We consider the Schrodinger equation with a logarithmic nonlinearity and a repulsive harmonic potential. Depending on the parameters of the equation, the solution may or may not be dispersive. When dispersion occurs, it does with an exponential rate in time. To control this, we change the unknown function through a generalized lens transform. This approach neutralizes the possible boundary effects, and could be used in the case of the Schrodinger equation without potential. We then employ standard splitting methods on the new equation via a nonuniform grid, after the logarithmic nonlinearity has been regularized. We also discuss the case of a power nonlinearity and give some results concerning the error estimates of the first-order Lie-Trotter splitting method for both cases of nonlinearities. Finally extensive numerical experiments are reported to investigate the dynamics of the equations.

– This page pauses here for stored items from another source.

PR #1500, opened 2025-02-21
Delete extra tensor objects after restoring float8 tensors

sudhakarsingh27:
# Description

After restoring the `float8` tensors in the backward passes of `LayernormMLP`, `LayernormLinear` and `Linear`, the tensor objects are not needed but `ctx.tensor_objects` still holds the reference and hence it results in extra memory usage. This fixes it.

Fixes # (issue)

## Type of change

- [ ] Infra/Build change
- [ ] Code refactoring

## Changes

- Delete extra reference to `tensor_objects` once they're used in the backwards of `LayernormMLP`, `LayernormLinear` and `Linear` modules. 

# Checklist:


transformer_engine/pytorch/tensor/_internal/float8_tensor_base.py
```diff
@@ -105,8 +105,8 @@ def prepare_for_saving(self) -> Tuple[list[Optional[torch.Tensor]], Float8Tensor
 
         """
         tensors = [self._data, self._transpose]
-        # self._data = None
-        # self._transpose = None
+        self._data = None
+        self._transpose = None
```
ksivaman, line 109: @pggPL IIRC you removed these during a numerics debugging effort, do you remember why?

pggPL: If weight is in fp8 I want to have it in save_for_backward() - for offloading. If there is forward, but backward is not invoked, it will result in removing the weight. I discussed it with @ptrendx and he proposed some solution with flag `internal` in `prepare_for_saving` - to set it True if tensor is not owned and remove tensors iff they are internal. It seems that we forgot about this.

ptrendx: Ok, so that would be solved by overriding this function in Float8Tensor and MXFP8Tensor to just return self and None instead.

Also, in https://github.com/NVIDIA/TransformerEngine/blob/main/transformer_engine/pytorch/tensor/quantized_tensor.py#L30 why do we check for exactly Tensor or Param and not just isinstance(torch.Tensor)? This should solve this as well, right?

transformer_engine/pytorch/module/layernorm_linear.py
```diff
@@ -448,6 +448,9 @@ def backward(
                 mu,
                 rsigma,
             ) = restore_from_saved(ctx.tensor_objects, saved_tensors)
+            # Delete the references to tensor objects once they've been consumed
+            # by the `restor_from_saved` method to construct back the actual tensors.
```
ptrendx, line 452: nit: restor**e**_from_saved, same for the subsequent comments.

transformer_engine/pytorch/tensor/_internal/float8_tensor_base.py
ptrendx: Well, QuantizedTensor is in a way a standard tensor - at least it can be passed whole through save_for_backward, so there is nothing to restore afterwards.

transformer_engine/pytorch/module/layernorm_linear.py
sudhakarsingh27: ys, I should also fix the  ky in my kyboard

ptrendx (approved):

PR #1502, opened 2025-02-22
Fix a crash in NeMo 2.0 during module._apply(lambda t: t.cpu())

guyueh1:
# Description

In Nemo 2.0 during job exit, lightning calls a `module._apply(lambda t: t.cpu())` on the GPT model which triggers an illegal memory access error in the TE dequantize kernel. This PR fixes the issue. 

Fixes # (issue)

## Type of change

- [ ] Infra/Build change
- [ ] Code refactoring

## Changes

- Change A
- Change B

# Checklist:


guyueh1:
@timmoon10 
Re: We are passing a CPU tensor into the quantize kernel, and I don't think we ever move it to GPU. 
I checked the device of 'tensor' in debug mode, after `torch.cuda.synchronize()` it is on cpu, however, the `self._quantizer.quantize(tensor)` worked fine. So there should be some code to handle cpu or move it to gpu somewhere.

I also don't fully understand the race condition, it just happened to work. I will dig into it, and reply here my findings.

guyueh1:
Findings: 
1. Adding `torch.cuda.synchronize()` at beginning of `_set_data` works (the original proposal of this PR)
2. @timmoon10 's suggestion (`self.data = self._quantizer.quantize(tensor.to(device=self.device))`) also works  
Still digging why IMA happens

guyueh1:
I decide to revert the `torch.cuda.synchronize()` change because I can't understand why it would work; I apply a new way to fix it by making sure the `tensor` is moved to `self.device` if it were on CPU. I confirmed it fixed the IMA.
@timmoon10 what you think about the current version

timmoon10 (approved):
LGTM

翻译：我们用对数非线性和令人厌恶的调和潜力来考虑施罗德宁格方程式。 取决于方程式的参数, 解决办法可能是分散的, 也可能不是分散的。 当分散发生时, 它会使用指数速度。 为了控制它, 我们通过一个通用的透镜变换来改变未知的函数。 这种方法可以排除可能的边界效应, 并且可以在施罗德因格方程式中毫无潜力地使用。 然后在对数非线性已经正规化之后, 我们再通过非统一格式格式对新方程式采用标准分解方法。 我们还讨论权力非线性的情况, 并给出一些结果, 说明对两种非线性情况下的利- 特拉特第一级分解法的错误估计。 最后报告了广泛的数字实验, 以调查方程式的动态 。